Below is an example of a ``vladfile.py``

.. code:: python

    from vladiate import Vlad
    from vladiate.validators import UniqueValidator, SetValidator
    from vladiate.inputs import LocalFile

    class YourFirstValidator(Vlad):
        source = LocalFile('vampires.csv')
        validators = {
            'Column A': [
                UniqueValidator()
            ],
            'Column B': [
                SetValidator(['Vampire', 'Not A Vampire'])
            ]
        }

Here we define a number of validators for a local file ``vampires.csv``,
which would look like this:

::

    Column A,Column B
    Vlad the Impaler,Not A Vampire
    Dracula,Vampire
    Count Chocula,Vampire

We then run ``vladiate`` in the same directory as your ``.csv`` file:

::

    $ vladiate

And get the following output:

::

    Validating YourFirstValidator(source=LocalFile('vampires.csv'))
    Passed! :)

Handling Changes
^^^^^^^^^^^^^^^^

Let's imagine that you've gotten a new CSV file,
``potential_vampires.csv``, that looks like this:

::

    Column A,Column B
    Vlad the Impaler,Not A Vampire
    Dracula,Vampire
    Count Chocula,Vampire
    Ronald Reagan,Maybe A Vampire

If we were to update our first validator to use this file as follows:

::

    - class YourFirstValidator(Vlad):
    -     source = LocalFile('vampires.csv')
    + class YourFirstFailingValidator(Vlad):
    +     source = LocalFile('potential_vampires.csv')

we would get the following error:

::

    Validating YourFirstFailingValidator(source=LocalFile('potential_vampires.csv'))
    Failed :(
      SetValidator failed 1 time(s) (25.0%) on field: 'Column B'
        Invalid fields: ['Maybe A Vampire']

And we would know that we'd either need to sanitize this field, or add
it to the ``SetValidator``.

Starting from scratch
^^^^^^^^^^^^^^^^^^^^^

To make writing a new ``vladfile.py`` easy, Vladiate will give
meaningful error messages.

Given the following as ``real_vampires.csv``:

::

    Column A,Column B,Column C
    Vlad the Impaler,Not A Vampire
    Dracula,Vampire
    Count Chocula,Vampire
    Ronald Reagan,Maybe A Vampire

We could write a bare-bones validator as follows:

.. code:: python

    class YourFirstEmptyValidator(Vlad):
        source = LocalFile('real_vampires.csv')
        validators = {}

Running this with ``vladiate`` would give the following error:

::

    Validating YourFirstEmptyValidator(source=LocalFile('real_vampires.csv'))
    Missing...
      Missing validators for:
        'Column A': [],
        'Column B': [],
        'Column C': [],

Vladiate expects something to be specified for every column, *even if it
is an empty list* (more on this later).
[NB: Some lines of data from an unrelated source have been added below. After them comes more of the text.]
PR #51, opened 2016-09-12
go vet: usage of t.Fatalf with non-constant format

rhcarvalho:
This fixes a warning from go vet. Normally we pass a constant string
literal to t.Fatalf.

In this case we can also compare errors directly, instead of comparing
their string representation.


philbrookes:
:+1:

We can easily copy and paste
from the error into our ``vladfile.py`` to make it:

.. code:: python

    class YourFirstEmptyValidator(Vlad):
        source = LocalFile('real_vampires.csv')
        validators = {
            'Column A': [],
            'Column B': [],
            'Column C': [],
        }

When we run *this* with ``vladiate``, we get:

::

    Validating YourSecondEmptyValidator(source=LocalFile('real_vampires.csv'))
    Failed :(
      EmptyValidator failed 4 time(s) (100.0%) on field: 'Column A'
        Invalid fields: ['Dracula', 'Vlad the Impaler', 'Count Chocula', 'Ronald Reagan']
      EmptyValidator failed 4 time(s) (100.0%) on field: 'Column B'
        Invalid fields: ['Maybe A Vampire', 'Not A Vampire', 'Vampire']
      EmptyValidator failed 4 time(s) (100.0%) on field: 'Column C'
        Invalid fields: ['Real', 'Not Real']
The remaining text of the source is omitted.